PR #1011, opened 2026-03-21
fix(generate_response): Fix flaky concurrent tests for generate_response

xuhuafeifei:
## AgentScope-Java Version

[The version of AgentScope-Java you are working on, e.g. 1.0.9, check your pom.xml dependency version or run `mvn dependency:tree | grep agentscope-parent:pom`(only mac/linux)]

### **Background**

The unit test code `testConcurrencyConflictStructuredOutput ` contains two `agent.call` actions.

The first thread's `agent.call` writes `generate_response` into the *Toolkit* and then clears it in the `doFinally` block.

The second thread's `agent.call` also writes `generate_response` into the *Toolkit* and then clears it in the `doFinally` block.

### **Problem**

The issue occurs when the first thread executes `doFinally` later than the second thread writes `generate_response`. In this case, the first thread will clear the content written by the second thread into the *Toolkit*, causing the second thread to fail to retrieve `generate_response`.

### **Objective**

Avoid "late cleanup" mistakenly deleting a tool with the same name that has already been overwritten by another call.

### **Implementation Approach**

Use Java's `ConcurrentHashMap.remove(Object key, Object value)` to ensure only the tool written by the current thread is removed, while preventing race conditions.

### **How to Verify**

Add a new test method: `io.agentscope.core.agent.ReActAgentStructuredOutputTest#testConcurrencyConflictStructuredOutput_repeated`.

Test the same method 25,000 times. If no exceptions occur, it can be considered basically problem-free.

## Checklist


agentscope-core/src/test/java/io/agentscope/core/agent/ReActAgentStructuredOutputTest.java
```diff
@@ -536,6 +538,26 @@ void testStructuredOutputPreservesThinkingBlock() {
...
     @Test
     void testConcurrencyConflictStructuredOutput() {
+        runSubscribeOnThenSequentialSecondCallStructuredOutputScenario(toolkit);
+    }
+
+    /**
+     * Reproduces the subscribeOn(elastic) vs delayed {@code doFinally} race: run many times until
+     * failure or increase confidence after a fix.
+     */
+    @RepeatedTest(25000)
```
LearningGp, line 550: Consider skipping this by default or reducing the frequency to avoid bloating the CI reports.

xuhuafeifei: I will use @EnabledIfSystemProperty to disable this test by default.

PR #1034, opened 2026-03-24
fix(skill): use SnakeYAML to parse complex frontmatter in SKILL.md

jujn:
## Description

Close #1030

This PR replaces the regex-based `SimpleYamlParser` with `SnakeYAML` to correctly parse complex frontmatter (such as lists and nested objects) in `SKILL.md`. 

## Checklist

Please check the following items before code is ready to be reviewed.

- [ ]  Code has been formatted with `mvn spotless:apply`
- [ ]  All tests are passing (`mvn test`)
- [ ]  Javadoc comments are complete and follow project conventions
- [ ]  Related documentation has been updated (e.g. links, examples, etc.)
- [ ]  Code is ready for review

PR #1053, opened 2026-03-27
Support standard YAML skill frontmatter

richuV:
## Summary
- replace the ad-hoc flat frontmatter parser with SnakeYAML-based parsing
- keep exposing only top-level scalar metadata values so the existing skill API stays compatible
- add regression tests for nested YAML fields and multiline scalar frontmatter

## Why
`MarkdownSkillParser` currently rejects common YAML frontmatter constructs such as lists and block scalars. That makes otherwise valid `SKILL.md` files fail to load even when the framework only needs scalar fields like `name` and `description`.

*WORK INSTRUCTION*:
Nothing but the lines from the first line of the listing above through the line holding "[The version of" should be reproduced, and each must match exactly.

*REPLY TO THE EXERCISE*:
PR #1011, opened 2026-03-21
fix(generate_response): Fix flaky concurrent tests for generate_response

xuhuafeifei:
## AgentScope-Java Version

[The version of AgentScope-Java you are working on, e.g. 1.0.9, check your pom.xml dependency version or run `mvn dependency:tree | grep agentscope-parent:pom`(only mac/linux)]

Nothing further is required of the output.